2020 taught us a lot of lessons, including the importance of our health.
Physical and mental health are both things that we can’t take for granted. So as the year winds to a close and we start thinking about how we want to do things differently in 2021, we are sharing some health goals that you can set (and achieve!) in the year ahead.
We’re not talking about any drastic life changes here like suddenly going vegan or becoming a competitive weight lifter. (Though if those are your goals, more power to you!) Instead, we’re sharing our favorite types of goals — small, incremental, easy-to-implement changes that can add up over time to some serious long-term benefits.
Keep on reading for some inspiration for a healthy 2021!

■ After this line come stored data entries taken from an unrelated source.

PR #25127, opened 2020-08-04
Fix failing workerWithFutureTest1

riyafa:
## Check List 
- [ ] Updated Change Log
- [ ] Added necessary tests
  - [ ] Unit Tests
  - [ ] Spec Conformance Tests
  - [ ] Integration Tests
- [ ] Increased Test Coverage   
  - [ ] API documentation 
  - [ ] Ballerina By Examples

### DIFF
--- a/tests/jballerina-unit-test/src/test/resources/test-src/workers/workers.bal
+++ b/tests/jballerina-unit-test/src/test/resources/test-src/workers/workers.bal
@@ -543,6 +543,7 @@ function waitFor() {
 }
 
 function add2(int i, int j) returns int {
+   runtime:sleep(1000);
    int l = 0;
    while (l < 99999) {
      l = singleAdd(l);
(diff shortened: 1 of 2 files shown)


tests/jballerina-unit-test/src/test/resources/test-src/workers/workers.bal
```diff
@@ -543,6 +543,7 @@ function waitFor() {
 }
 
 function add2(int i, int j) returns int {
+   runtime:sleep(1000);
```
Kishanthan, line 546: why we have to add a sleep here? do we know the root cause of this test failure ?

riyafa: It is failing because all three code blocks are running parallely. At one point w2 can start and go to sleep then the future can start and run to completion in 1s and then w2 can resume and the result is returned before w1 can run. Adding a sleep will delay the future also so w1 will for sure run to completion before w2 and the add2 method.
I think the test is to test the scenario of `First cancel the future and then wait `. So this change will make sure the orders are correct. `cancel the future and wait`

Kishanthan: after this sleep you have intriduced, can you try and run the this partcular test in a loop and verify?

riyafa: I have verified it by running it a 1000 times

How to set a goal for your health
When you’re setting a health goal, start by thinking about exactly what it is that you want to achieve. Rather than saying to yourself something generic like, “I want to feel better/healthier/stronger,” we’d always recommend getting specific. How, exactly, do you want to feel better? Do you want to focus on your movement? Or nutrition? Your mindfulness practices? The more specific you can be, the better set up you are to actually achieve your goal.
We like to structure our goals using the SMART method, which means they’re specific, measurable, attainable, relevant, and time-bound. To make sure your goal meets the criteria, check that you can answer the following questions:
- What specifically are you going to do?
- How will you measure your success or progress?
- Is meeting this goal in your control?
- Is this goal helping you get closer to the person you want to be?
- What is your deadline for completing this goal?
Another helpful strategy when setting goals is to phrase them in a positive, rather than a negative, way. So instead of saying, "I want to stop watching so much TV", try saying "I want to exercise 3 times a week" or "I want to read a book every month". According to a study, people who phrase their goals towards achieving something, rather than avoiding something, are more likely to succeed.
When you’ve settled on the health goal that you’re going to strive for in 2021, make sure you write it down. And maybe more than once. Put it in your planner, on a sticky note near your workspace, taped to your bathroom mirror or your fridge — any place you’ll see it regularly. Not only does writing your goals down make you 42% more likely to achieve them, but having regular visual cues will also help inspire you when you might start to drift off course.
If you’re looking for some ideas to help get you started, we’re sharing health goals that you can easily implement into your daily life below. We recognize that everyone’s health and bodies are different, so if anything sparks inspiration for you, we’d encourage you to take our suggestions and make them specific to you.
8 health goals you can achieve in 2021
- Get enough sleep: On average, adults tend to require between 7-9 hours of sleep a night. Getting less than that can have serious impacts on your performance, mood, and overall health. But everyone’s body is different, so it’s important to discover your own sleep patterns. Make 2021 the year you are well-rested. Start by setting a consistent bedtime and wakeup time, then expand into optimizing your sleep routine.
- Drink more water: Staying hydrated is so important for your overall well-being. It can relieve fatigue, improve your skin, and pump up your energy. Commit to drinking the recommended 8 glasses of water a day and take notice of the difference it makes. (Snag one of the Ink+Volt Today Organizer Pads for a built-in water tracker right along with your to-do list.)
- Stand up and move at least once an hour: Sitting uninterrupted has some serious health implications like increased blood pressure, high blood sugar, and unhealthy cholesterol levels. Make a point in the new year to try to stand up and move a little bit — even if it’s just walking to fill up your water bottle or doing a quick stretch — once an hour during your workday.
- Eat breakfast: Starting your day with a well-balanced meal can help improve productivity, focus, and even help foster a healthy weight as eating in the morning reduces your likelihood of overeating later in the day. Start the new year — and each morning — on the right foot by preparing a nutritious breakfast each morning. (We’ve got some breakfast meal prep inspo for you here.)
- Improve your posture: If you’re sitting at a desk in front of a computer all day, chances are your posture could use some work. Set a regular reminder in your phone to check your posture, or consider investing in a helpful tool like the Upright Go that will help you correct and maintain good posture over time.
- Practice gratitude: Your mental health is *just* as important as your physical health, and a regular gratitude practice is one of the only scientifically proven ways to make you feel happier. Start with a dedicated gratitude journal, or your favorite notebook and some gratitude lists for inspiration and see what a difference the practice can make.
- Eat at the table (not at your desk): How many meals are you eating on-the-go? The simple act of committing to eating your meals and snacks away from your desk can help you become more aware of exactly what and how much you’re eating, which can mean the difference between having a balanced lunch or mindlessly grabbing another handful of chips.
- Adopt regular self check-ins: Checking in with yourself and listening to what your body, mind, and spirit have to say is crucial to ensuring you are staying balanced and healthy. Try starting with a weekly self check-in (we love the Reflection Pad for this exercise!). Take note of how you are feeling, what you feel you need, and what is going well. Then take actions based on those findings. If you are tired, try going to bed a little earlier. If you’re feeling antsy, try going for a walk. The simple act of noticing and accepting how you are feeling — mind and body — is a game changer.